┌──

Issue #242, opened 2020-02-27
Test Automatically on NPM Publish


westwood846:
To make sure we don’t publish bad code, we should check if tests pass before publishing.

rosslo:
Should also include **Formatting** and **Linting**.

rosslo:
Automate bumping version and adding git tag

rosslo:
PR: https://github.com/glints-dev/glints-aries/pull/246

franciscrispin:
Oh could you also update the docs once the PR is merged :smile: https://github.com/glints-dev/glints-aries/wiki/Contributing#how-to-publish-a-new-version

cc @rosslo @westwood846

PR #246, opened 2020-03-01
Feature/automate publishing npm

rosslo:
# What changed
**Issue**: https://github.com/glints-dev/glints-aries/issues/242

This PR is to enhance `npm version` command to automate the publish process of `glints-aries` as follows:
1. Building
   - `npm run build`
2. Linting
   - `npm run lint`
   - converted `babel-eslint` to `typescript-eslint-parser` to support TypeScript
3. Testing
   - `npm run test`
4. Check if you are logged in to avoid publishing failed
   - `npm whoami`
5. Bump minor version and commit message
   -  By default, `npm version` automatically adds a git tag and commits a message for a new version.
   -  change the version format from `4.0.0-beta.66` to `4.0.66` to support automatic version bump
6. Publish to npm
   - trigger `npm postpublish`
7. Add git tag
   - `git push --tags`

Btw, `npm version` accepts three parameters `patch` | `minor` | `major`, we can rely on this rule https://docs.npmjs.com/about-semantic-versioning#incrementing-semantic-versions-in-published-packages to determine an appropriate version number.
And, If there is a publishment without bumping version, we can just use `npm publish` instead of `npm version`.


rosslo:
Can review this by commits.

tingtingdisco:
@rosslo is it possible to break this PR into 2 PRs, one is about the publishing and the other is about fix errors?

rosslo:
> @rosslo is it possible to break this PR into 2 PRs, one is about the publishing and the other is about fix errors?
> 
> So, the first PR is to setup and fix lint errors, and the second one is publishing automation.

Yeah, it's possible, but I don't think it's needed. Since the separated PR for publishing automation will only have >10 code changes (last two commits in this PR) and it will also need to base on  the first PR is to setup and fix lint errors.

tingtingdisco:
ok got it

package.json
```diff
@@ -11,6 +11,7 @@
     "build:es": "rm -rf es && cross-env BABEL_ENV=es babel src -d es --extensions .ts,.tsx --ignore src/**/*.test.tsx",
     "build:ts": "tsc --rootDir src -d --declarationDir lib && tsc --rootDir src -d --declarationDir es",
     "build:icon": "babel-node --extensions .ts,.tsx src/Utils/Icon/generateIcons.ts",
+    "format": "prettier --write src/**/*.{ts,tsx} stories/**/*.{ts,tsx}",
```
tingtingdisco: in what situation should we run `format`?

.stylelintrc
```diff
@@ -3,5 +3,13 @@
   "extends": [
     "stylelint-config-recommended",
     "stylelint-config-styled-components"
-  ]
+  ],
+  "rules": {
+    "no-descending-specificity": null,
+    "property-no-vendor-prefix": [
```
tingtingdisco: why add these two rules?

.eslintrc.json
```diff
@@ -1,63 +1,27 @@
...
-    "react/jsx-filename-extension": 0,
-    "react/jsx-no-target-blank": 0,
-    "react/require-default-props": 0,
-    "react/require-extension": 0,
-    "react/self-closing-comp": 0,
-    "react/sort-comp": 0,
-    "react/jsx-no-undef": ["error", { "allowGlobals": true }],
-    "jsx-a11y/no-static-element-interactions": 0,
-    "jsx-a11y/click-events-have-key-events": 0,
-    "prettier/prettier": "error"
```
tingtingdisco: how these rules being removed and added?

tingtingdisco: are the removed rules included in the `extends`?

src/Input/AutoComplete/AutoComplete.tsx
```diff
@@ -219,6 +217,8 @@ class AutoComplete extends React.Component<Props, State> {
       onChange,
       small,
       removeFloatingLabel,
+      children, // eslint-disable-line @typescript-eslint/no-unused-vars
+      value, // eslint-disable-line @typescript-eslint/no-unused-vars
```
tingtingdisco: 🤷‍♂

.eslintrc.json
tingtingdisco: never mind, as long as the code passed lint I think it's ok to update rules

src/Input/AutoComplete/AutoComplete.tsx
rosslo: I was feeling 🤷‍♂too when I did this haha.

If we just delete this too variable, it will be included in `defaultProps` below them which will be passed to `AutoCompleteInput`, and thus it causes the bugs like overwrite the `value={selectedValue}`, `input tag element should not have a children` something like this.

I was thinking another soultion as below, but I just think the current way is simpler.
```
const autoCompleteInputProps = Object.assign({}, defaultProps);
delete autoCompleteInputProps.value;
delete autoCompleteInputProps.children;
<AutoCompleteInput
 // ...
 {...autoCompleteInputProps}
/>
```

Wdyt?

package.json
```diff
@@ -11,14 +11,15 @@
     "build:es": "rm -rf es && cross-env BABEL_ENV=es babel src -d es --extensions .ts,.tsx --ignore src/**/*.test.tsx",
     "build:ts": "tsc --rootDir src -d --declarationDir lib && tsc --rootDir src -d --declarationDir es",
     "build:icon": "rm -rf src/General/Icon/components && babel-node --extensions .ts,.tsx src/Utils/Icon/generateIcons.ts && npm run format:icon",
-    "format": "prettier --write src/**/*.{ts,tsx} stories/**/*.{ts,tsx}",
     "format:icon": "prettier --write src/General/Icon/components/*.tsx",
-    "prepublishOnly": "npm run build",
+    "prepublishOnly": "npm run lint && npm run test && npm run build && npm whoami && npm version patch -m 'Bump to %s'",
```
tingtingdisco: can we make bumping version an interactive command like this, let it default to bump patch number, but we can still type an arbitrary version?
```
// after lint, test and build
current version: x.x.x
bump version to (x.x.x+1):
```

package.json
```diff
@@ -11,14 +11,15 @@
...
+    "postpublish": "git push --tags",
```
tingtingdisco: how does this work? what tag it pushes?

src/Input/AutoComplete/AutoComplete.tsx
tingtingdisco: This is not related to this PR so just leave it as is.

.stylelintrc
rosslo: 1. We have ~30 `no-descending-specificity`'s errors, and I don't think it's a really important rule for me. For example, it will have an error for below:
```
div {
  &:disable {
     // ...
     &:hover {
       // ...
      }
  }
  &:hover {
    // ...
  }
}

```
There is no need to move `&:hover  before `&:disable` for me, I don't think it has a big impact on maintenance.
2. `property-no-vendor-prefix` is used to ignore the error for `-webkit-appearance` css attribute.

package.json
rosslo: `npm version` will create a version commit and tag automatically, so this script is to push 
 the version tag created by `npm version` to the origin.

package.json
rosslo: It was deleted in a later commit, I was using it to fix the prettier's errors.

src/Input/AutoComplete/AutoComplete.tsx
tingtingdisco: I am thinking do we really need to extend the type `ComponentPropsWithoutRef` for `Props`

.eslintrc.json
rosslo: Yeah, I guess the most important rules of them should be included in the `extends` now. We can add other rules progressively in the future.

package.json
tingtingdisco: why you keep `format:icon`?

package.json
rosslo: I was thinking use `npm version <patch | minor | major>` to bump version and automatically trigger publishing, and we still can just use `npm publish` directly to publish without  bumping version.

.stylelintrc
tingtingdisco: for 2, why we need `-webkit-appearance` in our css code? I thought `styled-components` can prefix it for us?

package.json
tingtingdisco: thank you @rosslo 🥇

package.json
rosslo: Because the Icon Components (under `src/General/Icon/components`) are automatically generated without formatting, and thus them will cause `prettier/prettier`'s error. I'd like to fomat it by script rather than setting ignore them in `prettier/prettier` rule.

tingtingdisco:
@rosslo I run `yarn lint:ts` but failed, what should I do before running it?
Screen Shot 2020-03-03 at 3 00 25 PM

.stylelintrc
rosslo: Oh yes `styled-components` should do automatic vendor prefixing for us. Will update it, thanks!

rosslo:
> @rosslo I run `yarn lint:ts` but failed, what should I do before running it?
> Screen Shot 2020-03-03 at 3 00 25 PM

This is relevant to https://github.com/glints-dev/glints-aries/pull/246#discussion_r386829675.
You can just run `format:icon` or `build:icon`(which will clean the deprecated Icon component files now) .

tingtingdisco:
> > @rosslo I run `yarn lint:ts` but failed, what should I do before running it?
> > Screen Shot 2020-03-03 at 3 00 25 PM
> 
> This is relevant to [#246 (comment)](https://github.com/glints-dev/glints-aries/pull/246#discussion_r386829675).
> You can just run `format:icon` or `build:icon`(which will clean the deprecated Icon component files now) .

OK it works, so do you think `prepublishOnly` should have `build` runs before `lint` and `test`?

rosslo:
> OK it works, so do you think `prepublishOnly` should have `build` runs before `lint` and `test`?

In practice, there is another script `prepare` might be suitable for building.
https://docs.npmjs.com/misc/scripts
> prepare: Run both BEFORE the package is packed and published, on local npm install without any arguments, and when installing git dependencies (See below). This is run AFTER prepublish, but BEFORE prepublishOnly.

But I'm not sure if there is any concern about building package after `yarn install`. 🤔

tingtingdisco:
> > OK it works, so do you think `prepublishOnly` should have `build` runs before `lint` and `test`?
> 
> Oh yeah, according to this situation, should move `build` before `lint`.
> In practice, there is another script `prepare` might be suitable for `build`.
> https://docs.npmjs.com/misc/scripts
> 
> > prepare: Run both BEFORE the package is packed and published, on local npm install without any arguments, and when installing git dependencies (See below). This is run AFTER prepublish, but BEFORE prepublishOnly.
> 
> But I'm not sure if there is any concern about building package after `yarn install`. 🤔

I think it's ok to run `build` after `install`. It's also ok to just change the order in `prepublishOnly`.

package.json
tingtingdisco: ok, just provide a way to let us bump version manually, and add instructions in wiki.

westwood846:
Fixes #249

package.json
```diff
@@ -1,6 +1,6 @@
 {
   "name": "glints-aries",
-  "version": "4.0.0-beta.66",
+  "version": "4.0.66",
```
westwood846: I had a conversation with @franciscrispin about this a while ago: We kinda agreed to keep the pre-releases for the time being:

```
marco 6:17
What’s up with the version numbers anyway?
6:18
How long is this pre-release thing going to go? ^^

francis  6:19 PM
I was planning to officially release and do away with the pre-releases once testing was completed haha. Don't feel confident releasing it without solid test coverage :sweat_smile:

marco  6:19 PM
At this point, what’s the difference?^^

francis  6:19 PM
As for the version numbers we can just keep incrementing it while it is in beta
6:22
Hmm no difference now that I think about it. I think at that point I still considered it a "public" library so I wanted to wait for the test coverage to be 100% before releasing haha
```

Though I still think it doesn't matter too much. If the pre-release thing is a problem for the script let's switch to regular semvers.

└──

#### Exercise details:
Only the number is wanted: how many lines in the data include the word "bumping"?

#### Answer space:
4